THE TASK
The lines to reproduce from the material below are those from the one containing "[wmux-hermes] triage —" through the one containing "no test harness.", both included; write them out exactly and add nothing.

DATA PROVIDED

PR #892, opened 2022-08-06
fix spelling of 'controlling'

bmartus:
A quick spelling fix: 
  'version controling' => 'version controlling'


jackmcdade:
Thanks!

PR #920, opened 2022-09-22
Update collection-repository.md

JuanS:
There is a typo, the doc refers to `$container` while it should be `$collection`


joshuablum:
Gracias!

PR #925, opened 2022-10-05
Changed structure to nav permission in users.md

dagy304:
The permission for structures got changed to navs but was not updated in the docs.


jackmcdade:
Thanks!

PR #933, opened 2022-10-12
change code block type to shell

manogi:
I know it is a very small betterification, but in nagged me for a while now ;-)


jackmcdade:
Thanks!

PR #934, opened 2022-10-15
Added php please assets:generate-presets to docs

ChristopherDosin:
If you have changed the presets config, but you already uploaded the images you want to re-generate the images.


jackmcdade:
Good one, thank you!

PR #938, opened 2022-10-17
Explain setting up a git remote for git automation

jesseleite:
This is already done for Forge users, Ploi users, etc, but maybe we could better explain how to setup a git remote for other deployment strategies that don't do this.


jackmcdade:
Nice 👌

PR #940, opened 2022-10-25
fix wrong link

simonvomeyser:
I added what I believe to be a link making more sense, since `/tips/storing-entries-in-a-database` explicitly talks about how to manage Eloquent models within Statamic

If I'm mistaken here feel free to simply close this PR, just was totally confused as I followed the link.

Best
Simon


jackmcdade:
Yes, this is much better. That link was all we had to refer to back in the day before any of the new driver stuff. Thanks!

PR #941, opened 2022-10-28
Fix wrong path

helloDanuk:
I think the path to the language folder changed with a newer laravel version.


jasonvarga:
It's not wrong, just old. Both paths still work.

PR #600, opened 2026-07-24
wmux web: show what notifications actually say, and stop losing attention events on reconnect

### LINKED ISSUE #597: wmux web: every OSC notification on the phone renders as the literal string "Notification" and drops the message body
## What happens

Every OSC notification shown on the `wmux web` phone surface renders as the literal
string **"Notification"** with an empty subtitle. The agent's actual message is dropped.

An agent emitting `ESC ] 9 ; Build finished, 3 tests failed BEL` produces a banner that
says "Notification" and nothing else. The desktop toast for the same event is correct —
only the phone loses the text.

## Cause

The frontend reads a field the pipeline never sends.

`src/daemon/web/frontend/app.js:700`:

```js
title = data.message || 'Notification';
sub = '';
```

`src/main/pty/oscNotification.ts` returns `{ source, title, body }` — there is no
`message` field. OSC 9 gives `{source:'osc9', title:null, body}`, OSC 777 gives
`{source:'osc777', title, body}`. `DaemonPTYBridge.ts:184` forwards that shape unchanged
plus `ts`.

So `data.message` is always `undefined`, the fallback fires every time, and `body` — the
part the user actually wants — is never read at all.

## Why it wasn't caught

The unit test fabricates the payload instead of using the production shape.
`src/daemon/web/__tests__/WebTerminalServer.test.ts:262-264`:

```js
(sessionManager as unknown as EventEmitter).emit('session:notification', {
  sessionId: 's3',
  event: { message: 'done', ts: 123 },
});
```

That `{message}` shape does not exist anywhere in the product. The test asserts the event
reaches the wire, which it does — the bug is one layer further on, in rendering.

## Suggested fix

Render `title`/`body` as the parser produces them, with `body` as the required part and
`title` as the optional heading (OSC 9 has no title; OSC 777 may). Then update the test
to emit the real `{source, title, body, ts}` shape so the fake stops diverging from
production.

Worth checking whether anything else consumes `session:notification` off the web wire
with the same assumption.

## Impact

This blocks measuring anything about the notification channel on mobile — you cannot
assess signal quality on a surface that throws the content away. Relevant to any future
work that routes attention events to a phone.

## Environment

- wmux 3.33.0
- Found by reading the source, not reproduced on a device (the phone surface has no
  automated coverage; `app.js` is ~1200 lines with no tests).

### LINKED ISSUE #598: wmux web: attention events fired during an SSE reconnect are lost permanently (terminal bytes replay, attention does not)
## What happens

On the `wmux web` phone surface, terminal output survives a dropped connection but
**attention events do not**. If a pane raises an approval request or emits a notification
while the browser's SSE stream is reconnecting, that event is gone. The terminal catches
up on reconnect and looks completely normal, so there is no sign anything was missed.

On a phone this is not an edge case. `EventSource` reconnects on every network blip,
every backgrounded tab, every transition between wifi and cellular.

## Why bytes survive and attention doesn't

They take different paths on reconnect.

**Terminal bytes** are re-sent in full: `handleStream` writes a `snapshot` event from
`ringBuffer.readAll()` on every stream open (`WebTerminalServer.ts:444-445`). Whatever
you missed is in the snapshot.

**Attention events** are pure fan-out with no history: `broadcastEvent` iterates the
currently-connected clients and writes to each (`WebTerminalServer.ts:541-552`). A client
that is not connected at that instant is simply not in the set. There is no buffer, no
cursor, and nothing re-sends on reconnect.

`writeSse` (`WebTerminalServer.ts:715-717`) emits only `event:` and `data:` lines — no
`id:` field — and the request handler never reads `Last-Event-ID`. So even a client that
wanted to resume from where it left off has nothing to resume from.

## Related, smaller

`broadcastEvent` iterates `this.clients`, which is populated only in `handleStream`
(`WebTerminalServer.ts:484`), and `handleStream` 404s without a valid `?session=`.
So attention delivery requires at least one open pane stream.

In practice the app auto-selects the first pane on load (`app.js:661`, `:1099`), so this
mostly does not bite today. It does mean there is no path to a fleet-level surface that
receives attention events without subscribing to some pane's byte stream — worth knowing
before anything is built on top.

## Suggested direction

Not prescribing a fix, but the shape that would resolve it:

- Give attention events monotonic `id:` values and honour `Last-Event-ID` with a bounded
  replay window, **or**
- Keep a short server-side list of recent/unacknowledged attention events and expose
  `GET /api/attention` (or similar) that the client fetches on every connect, the same way
  it gets a snapshot for bytes.

The second is probably simpler and composes better with anything that later needs
"what is currently waiting on me."

## Impact

Any future work that routes attention to a phone depends on this. A notification channel
that silently drops events during exactly the connectivity conditions phones live in is
not something you can build a "the agent needs you" workflow on.

Related: #596 (the web server does not come back after a daemon restart) — same theme,
different layer. Together they mean an away-from-desk user can miss events both because
the server is gone and because the stream reconnected.

## Environment

- wmux 3.33.0
- Found by reading the source during a design/architecture review; not reproduced on a
  device. The phone frontend has no automated test coverage.

openwong2kim:
Closes #597
Closes #598

Two defects in the phone surface's attention channel, fixed together because they share a path and neither is verifiable without the other — a replay that delivers events the UI then renders as the bare word "Notification" proves nothing.

### #597 — the body was dropped at the last hop

`app.js` built the banner from `data.message`. The daemon has never sent that field: the parsed OSC notification is `{source, title, body, ts}`, with `title: null` for OSC 9 (the common case). So `data.message` was always undefined, the fallback fired every time, and `body` — the part the user wanted — was never read.

It shipped green because the unit-test fake emitted `{message, ts}`, a shape that exists nowhere in the product. The fake now emits the real wire shape, and the test asserts **all four fields** survive to the wire verbatim — not just the body (the push payload and any future client need `source`/`ts` too).

Formatting moved into a pure `formatAttention` (`frontend/attentionFormat.js`, inlined by the build script ahead of `app.js`), so the rule that OSC 9's body-only notification becomes the headline is now unit-tested without a DOM — `app.js` had zero test coverage, which is how a one-line field mismatch survived.

### #598 — fan-out with nobody listening is a drop

`broadcastEvent` wrote to whatever SSE clients were connected at that instant. Terminal bytes replay on reconnect (ring-buffer snapshot); attention events had no buffer, no ids, no `Last-Event-ID`. On a phone — where EventSource reconnects on every network blip, backgrounded tab, and wifi↔cellular hop — an approval raised at the wrong moment was gone, and the terminal caught up looking perfectly normal.

Now:

- Every attention event is recorded in a bounded in-memory log (100 entries / 30 min TTL) with a monotonic id, keyed by a **per-process epoch** minted in the constructor. Not the OS boot id — two daemon restarts inside one boot would share that, and a stale cursor would silently swallow the new id space.
- New `GET /api/events`, one route, two shapes: an SSE stream (`id:` lines, `Last-Event-ID` resume, replay-then-live) for EventSource, and a JSON backlog (`?since=epoch:id` → `{epoch, headId, reset, events}`) for fetch-on-connect. A cursor from a foreign epoch gets `reset` plus the full window, so a client always knows when it must resync rather than guessing.
- Auth is exactly the existing rule set: Bearer for JSON, the `?token=` query exception only for the SSE variant (EventSource cannot set headers), same as `/api/stream`. Same security headers, same Host allowlist.
- The frontend opens the stream once per page (not per pane — a pane switch used to construct a fresh EventSource, which would have discarded `Last-Event-ID`), dedups on `epoch:id`, persists the cursor for reloads, and collapses a reset replay into one "N events while you were away" summary plus fleet-chip marks instead of a banner storm.
- Attention keeps riding the pane streams for one release, so a cached PWA frontend against a new daemon misses nothing; new frontends dedup the double delivery by id. This also decouples attention from having a pane stream open at all — `/api/events` needs no `?session=`, which the approvals work (#roadmap M2) sits on top of.

### Proof the tests bite

With the server fix stashed and the tests kept, 11 fail — including the two regression cases that define these bugs:

```
FAIL ★ delivers an attention event raised while NO client was connected  (expected 404 to be 200)
FAIL tees session:critical and session:notification …                    (expected … to match /"id":\d+/)
```

Full run with the fix: `src/daemon/web/` 40/40, `attentionFormat` 74 lines of cases (OSC 9 body-only, OSC 777 title+body, garbage payloads), suite-wide 7795 passing. The two files that fail only under full parallelism (`ipc/diff.handler`, `main/git/mergeSession`) are the known Windows temp-dir EBUSY flake and pass in isolation.

### Notes

- TTL eviction is tested with an injected clock (`now()` through deps), not sleeps.
- No RPC surface change — `/api/events` is HTTP-only, so no API-reference regen.
- Related: #596 / #599 persist the web server and its token across daemon restarts. Together with this, a phone that was disconnected through a daemon restart reconnects on its own **and** learns what it missed — the epoch reset marker is what makes that honest.

## Summary by CodeRabbit

- **Bug Fixes**
  - Desktop notifications now display the real notification content (title/body/timestamp) rather than a generic label.
  - Attention/approval events are no longer lost across reconnects or when no browser is actively watching.
  - Reconnecting or revisiting restores missed alerts without duplicates, using cursor-based replay.
  - Missed alerts are summarized after a return/idle period, while live critical/notification banners continue to show normally.


openwong2kim:
[wmux-hermes] triage — **P2 / review: approve**

## What this PR changes (from the diff)
Closes #597 and #598 together because neither bug is verifiable in isolation — a replay that delivers events the UI then renders as the bare word "Notification" proves nothing. The changeset spans four areas:

1. **`WebTerminalServer.ts` — durable attention log.** `broadcastEvent()` now records every event into a bounded in-memory log (`ATTENTION_CAP=100`, `ATTENTION_TTL_MS=30min`) *before* fan-out, so an event raised while nobody is connected lands in the log and is replayed on next connect. Each entry gets a monotonic `id` within a per-instance `attentionEpoch` (minted once in the constructor, deliberately not the OS boot id so two daemon restarts in one boot don't share an id space). Two new routes share `/api/events`: an SSE variant (`id:` lines, `Last-Event-ID` resume, replay-then-live) for `EventSource`, and a JSON backlog (`?since=epoch:id`) for fetch. A cursor from a foreign epoch yields `reset: true` plus the full window, so a client always knows when it must resync. Auth mirrors `/api/stream`: `?token=` only for the SSE variant (EventSource can't set headers), Bearer for everything else.
2. **`attentionFormat.js` — pure formatter.** Fixes #597 by rendering `title`/`body` from the real `{source, title, body}` payload instead of a nonexistent `data.message`. Extracted as a dependency-free module (inlined ahead of `app.js` by `build-daemon-web.mjs`) precisely so the rule is unit-testable without a DOM, since `app.js` has no test harness.
3. **`app.js` — page-lifetime attention stream + dedup.** Opens `/api/events` once per page (not per pane — a pane switch would otherwise discard `Last-Event-ID`), dedups on `epoch:id` via a FIFO-bounded seen set (cap 200 > log cap 100, so the whole window is covered), persists the cursor in `sessionStorage` for reloads, and collapses a `reset` replay into a single "N events while you were away" summary plus fleet-chip marks instead of a banner storm.
4. **Tests.** 11 new `WebTerminalServer` cases (attention log survives no-listener drop, foreign-epoch resync, auth gating, cap+TTL eviction with injected clock, SSE id/reset/replay ordering, `Last-Event-ID` resume, log survives `stop()`) plus a dedicated `attentionFormat.test.ts` (74 lines covering OSC 9 body-only, OSC 777 title+body, empty/garbage payloads). The PR claims the regression tests fail against a pre-fix bundle — a good signal they discriminate.

## Potential risks / edge cases
- **Replay-end heuristic is time-based.** `armReplayEnd()` treats a 200ms quiet window as "backlog done." If a slow/throttled connection spaces backlog chunks >200ms apart, a single logical replay can be split into multiple "N events while you were away" summaries. Low likelihood (the full 100-entry window is small), but worth a one-line note if you've seen it in manual phone testing.
- **Double-delivery for one release is intentional and handled.** The old pane-stream tee and the new `/api/events` both carry attention; the `epoch:id` dedup makes the overlap harmless, and the tee is explicitly time-boxed ("remove after one release"). Back-compat reasoning for a cached PWA frontend is sound.
- **`seenAttention` cap (200) vs log cap (100):** correctly larger, so a full replay can't slip a duplicate through. Good.
- **No unit coverage for the frontend dedup/coalescing logic in `app.js`** (DOM-bound, no harness). The testable rule (`attentionFormat.js`) is covered; the untested part is the replay-summary state machine. Acceptable given the PR's scope, but the `beginReplay`/`armReplayEnd`/`endReplay` flow is the most logic-dense untested code in the diff — worth a manual smoke test of the reset path on a real phone.
- **Epoch/log surviving `stop()` is correct** (a web-server restart is not an event-loss boundary; the daemon kept running). The `stop()` path properly detaches `eventClients` and clears the set without touching the log.

## Specific feedback
- Naming is clear throughout (`ATTENTION_CAP`, `attentionWireBody`, `headId`, `parseCursor` splitting on `lastIndexOf(':')` to future-proof the epoch format).
- The injected `now()` clock seam for TTL testing is the right call — no 30-minute sleeps.
- The `MERGE FOLLOW-UP` note on `app.js:openAttentionStream` flagging that #596's `diagnoseStreamError` 401-probe should be wired in once both branches land is exactly the kind of cross-branch note that prevents a silent regression — good.
- The test-fake correction (emitting the real `{source, title, body, ts}` shape instead of a nonexistent `{message}`) is the root-cause fix for how #597 shipped green; asserting all four fields survive to the wire closes that gap.

## Recommendation
**Approve.** Both bugs are well-understood, the design (per-process epoch, bounded replay, fetch-on-connect + SSE resume, back-compat tee) is sound, and the test coverage genuinely discriminates. The 200ms replay heuristic and untested frontend coalescing are observations rather than blockers — neither is worth blocking merge. P2: significant fixes to a core remote-access feature, but not a P1 (no crash/data-loss on the desktop app, no security boundary crossed — the auth model is unchanged from `/api/stream`).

RESPONSE AREA
[wmux-hermes] triage — **P2 / review: approve**

## What this PR changes (from the diff)
Closes #597 and #598 together because neither bug is verifiable in isolation — a replay that delivers events the UI then renders as the bare word "Notification" proves nothing. The changeset spans four areas:

1. **`WebTerminalServer.ts` — durable attention log.** `broadcastEvent()` now records every event into a bounded in-memory log (`ATTENTION_CAP=100`, `ATTENTION_TTL_MS=30min`) *before* fan-out, so an event raised while nobody is connected lands in the log and is replayed on next connect. Each entry gets a monotonic `id` within a per-instance `attentionEpoch` (minted once in the constructor, deliberately not the OS boot id so two daemon restarts in one boot don't share an id space). Two new routes share `/api/events`: an SSE variant (`id:` lines, `Last-Event-ID` resume, replay-then-live) for `EventSource`, and a JSON backlog (`?since=epoch:id`) for fetch. A cursor from a foreign epoch yields `reset: true` plus the full window, so a client always knows when it must resync. Auth mirrors `/api/stream`: `?token=` only for the SSE variant (EventSource can't set headers), Bearer for everything else.
2. **`attentionFormat.js` — pure formatter.** Fixes #597 by rendering `title`/`body` from the real `{source, title, body}` payload instead of a nonexistent `data.message`. Extracted as a dependency-free module (inlined ahead of `app.js` by `build-daemon-web.mjs`) precisely so the rule is unit-testable without a DOM, since `app.js` has no test harness.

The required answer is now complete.